Il lavorone di Omar Galli e dei suoi uomini ha permesso di portare a casa un training tutt’altro che certo fino a questa mattina, con Giovanni Franzoni 2° a 16 centesimi da Ryan Cochran-Siegle, che è stato l’unico dei big a spingere praticamente sino all’arrivo. Il debutto a cinque cerchi del gardesano, che diventerà “ufficiale” sabato con la gara regina, è stato ideale: “Mi sono sentito bene, ero un po’ stanco dopo Crans-Montana ma sono riuscito a recuperare in questi due giorni – ha spiegato il re della Streif nell’intervista con Eurosport dopo la prova – E’ incredibile vivere le Olimpiadi, ma anche strano non avendo visto praticamente nessuno questa mattina, ci siamo solo noi.

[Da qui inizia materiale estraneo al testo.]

PR #81, opened 2021-01-15
fix: missing delegation files

phbelitz:
in the special case, that delegations haven been added to an imgae repository, but no signatures were created using said delegations, the delegations appear in the targets JSON, but the actual delegation JSON files don't exist yet. Previously connaisseur assumed them to be present if they are in the targets JSON. This was changed to use the targets in the targets JSON file, instead of the missing delegation JSON files.

### DIFF
--- a/connaisseur/notary_api.py
+++ b/connaisseur/notary_api.py
@@ -97,6 +97,18 @@ def get_trust_data(host: str, image: Image, role: TUFRole, token: str = None):
     return TrustData(data, role.role)
 
 
+def get_delegation_trust_data(
+    host: str, image: Image, role: TUFRole, token: str = None
+):
+    if os.environ.get("LOG_LEVEL", "INFO") == "DEBUG":
+        return get_trust_data(host, image, role, token)
+
+    try:
+        return get_trust_data(host, image, role, token)
+    except Exception:
+        return None
+
+
 def parse_auth(auth_header: str):
     """
     Generates an URL from the 'Www-authenticate' header, where a token can be
--- a/connaisseur/validate.py
+++ b/connaisseur/validate.py
@@ -2,7 +2,7 @@ import base64
 from connaisseur.image import Image
 from connaisseur.key_store import KeyStore
 from connaisseur.util import normalize_delegation
-from connaisseur.notary_api import get_trust_data
+from connaisseur.notary_api import get_trust_data, get_delegation_trust_data
 from connaisseur.tuf_role import TUFRole
 from connaisseur.exceptions import (
     NotFoundException,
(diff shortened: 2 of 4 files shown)


connaisseur/notary_api.py
```diff
@@ -97,6 +97,15 @@ def get_trust_data(host: str, image: Image, role: TUFRole, token: str = None):
     return TrustData(data, role.role)
 
 
+def get_delegation_trust_data(
+    host: str, image: Image, role: TUFRole, token: str = None
+):
+    try:
+        return get_trust_data(host, image, role, token)
+    except Exception:
```
peterthomassen, line 105: You probably want only `connaisseur.exceptions.NotFoundException`?

phbelitz: welp. the problem is that we are actually getting a `500 internal server error` back, even though the problem should be, that the requested files do not exist, meaning theoretically it should be `404 not found`. so the `NotFoundException` is not raised here. instead of grabbing `500` now in the `get_trust_data` function, we decided to grab all exceptions instead, as we are not sure what other kind of other weird behavior could come up further down the line (since returning 500 in case is already weird).

connaisseur/validate.py
```diff
@@ -124,14 +128,29 @@ def process_chain_of_trust(host: str, image: Image, req_delegations: list):
...
     if req_delegations:
+        for target_role in req_delegations:
+            if not trust_data[target_role]:
+                raise NotFoundException(
+                    'no trust data for delegation role "{}" for image "{}"'.format(
+                        target_role, str(image)
+                    ),
+                    {"tuf_role": target_role},
+                )
+
```
peterthomassen, line 143: You can make this a bit more neat as

```python
if not all(trust_data[target_role] for target_role in req_delegations):
    tuf_roles = [target_role in req_delegations if not trust_data[target_role]]
    msg = f"no trust data for delegation roles {tuf_roles} for image {image}"
    raise NotFoundException(msg, {"tuf_roles": tuf_roles})
```

or, weirder,

```python
if tuf_roles := [target_role in req_delegations if not trust_data[target_role]]:
    msg = f"no trust data for delegation roles {tuf_roles} for image {image}"
    raise NotFoundException(msg, {"tuf_roles": tuf_roles})
```

I think nobody would understand the second, and I really dislike inline assignments like that.

connaisseur/notary_api.py
peterthomassen: hm. Maybe catch all in production, but only specific stuff in debug mode? That way you can learn more about exceptions in debug mode.

phbelitz: done.

annekebr (approved):

connaisseur/notary_api.py
```diff
@@ -97,6 +97,18 @@ def get_trust_data(host: str, image: Image, role: TUFRole, token: str = None):
...
+def get_delegation_trust_data(
+    host: str, image: Image, role: TUFRole, token: str = None
+):
+    if os.environ.get("LOG_LEVEL", "INFO") == "DEBUG":
+        return get_trust_data(host, image, role, token)
+
+    try:
+        return get_trust_data(host, image, role, token)
+    except Exception:
+        return None
```
peterthomassen, line 109:
```python
try:
    return get_trust_data(host, image, role, token)
except:
    if os.environ.get("LOG_LEVEL", "INFO") == "DEBUG":
        raise
    return None
```

phbelitz: will be done in #80 ... hehe ...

In Italia e su una pista che amo, è tutto molto speciale. La neve? Durante la ricognizione ho pensato che sarebbe stata peggiore, in alcune curve è più morbida ed è una Stelvio più facile del solito, spero possa essere più ghiacciata per la gara”.

Una discesa che Dominik Paris, in Coppa del Mondo, ha conquistato sei volte; oggi l’asso altoatesino ha terminato 5°, a 94 centesimi da “RCS” e con una prima parte molto buona, lasciando più che altro in zona Carcentina. Il sorriso di Domme nel post, però, dice molto: “E’ bello essere qua, questa gara mi è mancata a dicembre – le sue parole a Eurosport - Oggi non abbiamo condizioni perfette, c’è altro lavoro da fare ma sanno come renderla perfetta per sabato.

Con la nevicata della notte non è stato facile prepararla, importante però avere avuto la possibilità di fare questo training. Un piano per la discesa? Sono già pronto”.